Source information:
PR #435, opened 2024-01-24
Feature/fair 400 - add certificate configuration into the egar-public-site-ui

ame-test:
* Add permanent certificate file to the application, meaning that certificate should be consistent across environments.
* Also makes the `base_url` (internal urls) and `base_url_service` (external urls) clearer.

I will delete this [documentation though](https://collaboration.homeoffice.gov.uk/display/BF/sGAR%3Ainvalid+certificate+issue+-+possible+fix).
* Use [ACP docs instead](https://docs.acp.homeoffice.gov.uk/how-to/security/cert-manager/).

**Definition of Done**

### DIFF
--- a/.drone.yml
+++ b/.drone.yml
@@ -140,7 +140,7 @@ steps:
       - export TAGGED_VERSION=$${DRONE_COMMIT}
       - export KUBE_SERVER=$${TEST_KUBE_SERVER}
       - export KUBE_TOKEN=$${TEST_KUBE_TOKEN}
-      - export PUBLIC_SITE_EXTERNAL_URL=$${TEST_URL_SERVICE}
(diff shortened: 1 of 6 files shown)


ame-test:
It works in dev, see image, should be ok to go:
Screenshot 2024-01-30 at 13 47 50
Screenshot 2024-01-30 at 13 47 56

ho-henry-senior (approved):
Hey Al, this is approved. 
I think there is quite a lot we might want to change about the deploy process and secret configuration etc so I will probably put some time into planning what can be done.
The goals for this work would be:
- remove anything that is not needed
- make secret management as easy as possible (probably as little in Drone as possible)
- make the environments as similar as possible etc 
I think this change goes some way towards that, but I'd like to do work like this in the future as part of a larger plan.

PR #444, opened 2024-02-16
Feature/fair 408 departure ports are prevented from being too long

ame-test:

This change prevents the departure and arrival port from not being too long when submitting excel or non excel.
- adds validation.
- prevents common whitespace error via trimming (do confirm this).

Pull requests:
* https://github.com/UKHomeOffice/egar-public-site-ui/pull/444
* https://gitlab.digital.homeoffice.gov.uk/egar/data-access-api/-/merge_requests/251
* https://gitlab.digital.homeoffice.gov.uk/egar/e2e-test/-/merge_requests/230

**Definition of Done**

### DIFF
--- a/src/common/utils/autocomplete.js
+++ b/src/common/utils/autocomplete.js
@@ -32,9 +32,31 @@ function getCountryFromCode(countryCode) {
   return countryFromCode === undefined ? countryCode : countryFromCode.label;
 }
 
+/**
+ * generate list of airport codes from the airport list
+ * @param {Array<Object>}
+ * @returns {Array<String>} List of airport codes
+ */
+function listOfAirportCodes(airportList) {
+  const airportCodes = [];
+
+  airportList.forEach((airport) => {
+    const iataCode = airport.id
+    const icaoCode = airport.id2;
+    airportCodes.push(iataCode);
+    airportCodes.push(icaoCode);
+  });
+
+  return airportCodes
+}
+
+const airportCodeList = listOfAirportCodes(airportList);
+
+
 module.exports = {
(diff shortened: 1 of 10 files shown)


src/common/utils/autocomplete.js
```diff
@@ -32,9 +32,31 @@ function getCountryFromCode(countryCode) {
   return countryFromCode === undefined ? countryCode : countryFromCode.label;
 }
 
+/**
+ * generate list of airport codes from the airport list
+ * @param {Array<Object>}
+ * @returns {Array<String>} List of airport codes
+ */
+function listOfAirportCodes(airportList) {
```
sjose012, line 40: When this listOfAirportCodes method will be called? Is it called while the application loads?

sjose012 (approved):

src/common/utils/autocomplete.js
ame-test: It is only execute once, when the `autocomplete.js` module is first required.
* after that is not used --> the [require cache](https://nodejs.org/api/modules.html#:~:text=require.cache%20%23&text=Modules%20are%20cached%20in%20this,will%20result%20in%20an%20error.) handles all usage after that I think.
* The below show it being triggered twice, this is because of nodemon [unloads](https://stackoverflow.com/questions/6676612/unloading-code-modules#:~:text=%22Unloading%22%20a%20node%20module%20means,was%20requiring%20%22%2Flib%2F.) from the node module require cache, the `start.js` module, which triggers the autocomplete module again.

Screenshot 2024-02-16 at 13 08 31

Required action:
Restate the records above verbatim up to and including the line containing "Hey Al, this is approved.".

Task result:
PR #435, opened 2024-01-24
Feature/fair 400 - add certificate configuration into the egar-public-site-ui

ame-test:
* Add permanent certificate file to the application, meaning that certificate should be consistent across environments.
* Also makes the `base_url` (internal urls) and `base_url_service` (external urls) clearer.

I will delete this [documentation though](https://collaboration.homeoffice.gov.uk/display/BF/sGAR%3Ainvalid+certificate+issue+-+possible+fix).
* Use [ACP docs instead](https://docs.acp.homeoffice.gov.uk/how-to/security/cert-manager/).

**Definition of Done**

### DIFF
--- a/.drone.yml
+++ b/.drone.yml
@@ -140,7 +140,7 @@ steps:
       - export TAGGED_VERSION=$${DRONE_COMMIT}
       - export KUBE_SERVER=$${TEST_KUBE_SERVER}
       - export KUBE_TOKEN=$${TEST_KUBE_TOKEN}
-      - export PUBLIC_SITE_EXTERNAL_URL=$${TEST_URL_SERVICE}
(diff shortened: 1 of 6 files shown)


ame-test:
It works in dev, see image, should be ok to go:
Screenshot 2024-01-30 at 13 47 50
Screenshot 2024-01-30 at 13 47 56

ho-henry-senior (approved):
Hey Al, this is approved. 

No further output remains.